We only use 10% of our brain

Speak for yourself.

We never forget anything, we just can't recall it.

Specious nonsense with not one iota of empirical support.

The Right-Left duality of brain function

One could just as easily argue for a balance between the frontal and posterior regions of the brain, or the neocortical and basal ganglia dynamics. One is better off not saying a single word.

Evolutionary Psychology

Was a big deal for a time but is now, thankfully, relegated to the huge garbage dump of stupid models concerning human behavior.

Global models of brain function

Dreamer, silly little dreamer, can you put your hands in your head oh no("Dreamer", Supertramp)

Those who wish to engage in Coffee Shop Logic and ponder the great mysteries of neuroscience and psychology will do well to heed the following.

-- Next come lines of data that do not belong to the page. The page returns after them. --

PR #6196, opened 2022-10-17
Fix #6195: Remove PlaylistDetectorScript and fix item Expiration

### LINKED ISSUE #6195: Playlist Items on Playlist Folders not loading properly and shows as Expired
### Description: 
- Sometimes when visiting a Playlist Folder page, the items are loading as expired.

### Steps to Reproduce 
  1. Visit https://playlist.bravesoftware.com/japan-sample/ for example
OR:
  1. Have a playlist item that is expired, and try to play it.

**Actual result:** 
- Item does not load or shows up as all expired.

**Expected result:**
- Item should load and not show as expired.

- Easily reproduced.

**Brave Version:** 
- 1.43

Brandon-T:
## Summary of Changes
- Remove `PlaylistDetector.js`, so only `Playlist.js` is ever loaded even for streams, expired streams, and playlist folders.
- Revert change to node's UUID-Tag. It should never be recreated.

This pull request fixes #6195

## Submitter Checklist:

  - [x] Light & dark mode

## Test Plan:
- In ticket.

## Reviewer Checklist:

  - `QA/(Yes|No)`
  - `bug` / `enhancement`


Client/Frontend/Browser/Tab.swift
```diff
@@ -317,7 +317,6 @@ class Tab: NSObject {
       }
       let webView = TabWebView(frame: .zero, tab: self, configuration: configuration!, isPrivate: isPrivate)
       webView.delegate = self
-      configuration = nil
```
Brandon-T, line 320: **Note:** I do NOT know why we ever set the configuration here to `nil`. 
I have removed it as I tested and it has no negative impacts. Also Firefox either removed it or doesn't have it.
Plus it should NEVER be nil otherwise `createWebView` can be called TWICE which we do NOT want!

Client/Frontend/UserContent/UserScripts/Scripts_Dynamic/Scripts/Sandboxed/PlaylistScript.js
```diff
@@ -228,18 +224,6 @@ window.__firefox__.includeOnce("Playlist", function($) {
         })
       }, 2000);  // Resolution of 1000ms is fine for us.
     }
-
-    function onReady(fn) {
```
Brandon-T, line 232: Function was not used anymore so removed it.

Client/Frontend/UserContent/UserScripts/Scripts_Dynamic/Scripts/Sandboxed/PlaylistScript.js
```diff
@@ -214,10 +214,6 @@ window.__firefox__.includeOnce("Playlist", function($) {
     }
     
     function requestWhenIdleShim(fn) {
-      fn.toString = function() {
```
Brandon-T, line 217: Script is sandboxed. No need for this.

iccub (approved):
Works well for me :)

soner-yuksel:
Works well for me either, we should merge this solution and check(ask users) if this change will also solve problem with downloaded videos are showing expired.
If not we might need to change URL bookmark for that problem

soner-yuksel (approved):

StephenHeaps (approved):

PR #6249, opened 2022-10-26
Fix #6191: Display URL shows properly for Blobs and Session Restore of Blob URLs

### LINKED ISSUE #6191: [hackerone] Show correct location for `blob:` URLs
https://hackerone.com/reports/1735900
We show an incorrect location when a `blob:` URL is loaded.

Brandon-T:
## Security Review:
- https://github.com/brave/security/issues/1080

## Summary of Changes
- Changes to DisplayURL getter function which now returns the correct URL instead of blank, for display.
- Changes DisplayURL to return a proper URL when session restoring (otherwise it shows blank for blobs).

This pull request fixes #6191

## Submitter Checklist:

  - [x] Light & dark mode

## Test Plan:
- Test session restore and make sure the URL in the bar is the exact same as before killing the app.
- Test hackerone blob restore and blob display in the URL bar.

## Reviewer Checklist:

  - `QA/(Yes|No)`
  - `bug` / `enhancement`

### DIFF
--- a/Tests/BraveSharedTests/NSURLExtensionsTests.swift
+++ b/Tests/BraveSharedTests/NSURLExtensionsTests.swift
@@ -725,12 +725,6 @@ class NSURLExtensionsTests: XCTestCase {
   }
 
   func testTypedDisplayString() {
-    let testURL1 = URL(string: "https://www.youtube.com")
-    let testURL2 = URL(string: "http://google.com")
-    let testURL3 = URL(string: "www.brave.com")
-    let testURL4 = URL(string: "http://brave.com/foo/")
-    let testURL5 = URL(string: "http://brave.com/foo")
-
     func checkDisplayURLString(testURL: URL?, displayString: String) {
       if let actual = testURL?.typedDisplayString {
         XCTAssertEqual(actual, displayString)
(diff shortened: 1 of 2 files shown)


soner-yuksel:
@Brandon-T can we have Test for this `blob` URLs? I think we have a test function already called `testTypedDisplayString` but it is missing cases for `file ` or `blob`

Tests/BraveSharedTests/NSURLExtensionsTests.swift
```diff
@@ -725,25 +725,55 @@ class NSURLExtensionsTests: XCTestCase {
...
+    let urlMap = [
+      URL(string: "https://www.youtube.com"): "https://www.youtube.com",
+      URL(string: "http://google.com"): "http://google.com",
+      URL(string: "www.brave.com"): "www.brave.com",
+      URL(string: "http://brave.com/foo/"): "http://brave.com/foo/",
+      URL(string: "http://brave.com/foo"): "http://brave.com/foo",
+      URL(string: "blob://http://brave.com/foo"): "blob://http//brave.com/foo",
+      URL(string: "blob://02C00302-CE62-4DAE-AD70-FDEE19594856"): "blob://02C00302-CE62-4DAE-AD70-FDEE19594856",
+      URL(string: "file:///Users/brave/documents/foo.txt"): "file://foo.txt",
+      URL(string: "file://http://brave.com/foo.txt"): "file://foo.txt",
```
stoletheminerals, line 770: Once you merge https://github.com/brave/brave-ios/pull/6250, will the `displayString` be different?

Brandon-T: No it will not be different. Once merged, it means the user cannot `type` file URLs into the URL bar.
But file URLs can still be displayed if the user tapped on a link to a file and it triggers a download or display of that file :)

stoletheminerals: But do we even support `file://` schemes on iOS? `http` to  `file` links won't work for example. How would a user navigate to `file://` urls in the first place?

Brandon-T: You are right. They can't. I forgot that `file://` is local :)

So for example, when we download files for the user, we do NOT expose the actual local file link, we only expose the file itself via the `Files` app on iOS (so we don't have code for this, and it's handled by the system).

In other words, it doesn't really matter if the user types a file URL into the URL bar, it'll do nothing and it will never load. That's because all files stored in the app is stored like:
`file:///var/mobile/applications/UUID-v4-here/data/Containers/Data/Application/application support/some/path/here/file.extension`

A Buddhist Master was seeking a replacement for his monastery so he asked all the most promising monks to provide an explanation as to why they should take over his role. Many came forth with erudite accounts of Buddhist scriptures and principles. Then one monk came up to him and silently proffered a single flower. He got the job.


One day the Zen master Hakuin was teaching a teenage girl from the the local village a particularly difficult sutra. After he finished explaining it she asked if he could explain it again. As Hakuin commenced to recount his explanation the girl, without saying a word, stood up and left the room. Hakuin burst out laughing and exclaimed, "I've made a fool of by this girl!".


"We may differ in what we know but in our infinite ignorance we are all equal." (Karl Popper)


There is nothing intrinsically wrong with Coffee Shop Logic but it must always be exercised with the recognition that we are engaging in an "adventurous explanation" rather than a rigourous analysis. Sadly Coffee Shop Logic is all too often mistaken as "good thinking". It is nothing of the kind, I typically engage in it to help me get to sleep or when taking cheap shots at people on blogs. Now that is fun. If blogs are indicative of the general state of human intelligence we are in big trouble.

There are many other statements by Mr. Atrens that are contemptible and foolish but I've wasted enough time on this. At present my focus is on an intra-cellular process, autophagy, and how this relates to preserving neural health and enhancing longevity. I have a great deal of work to do here and consider those investigations far more valuable than wasting my time addressing the failures of Coffee Shop Logic.

Mr Atrens is a Reader Emeritus in Psychobiology at the University of Sydney. That Doofus of Inter-Galactic proportions, Tom Cruise, will love Mr. Atrens. I advise Mr. Atrens to become a spokesman for the Scientologists.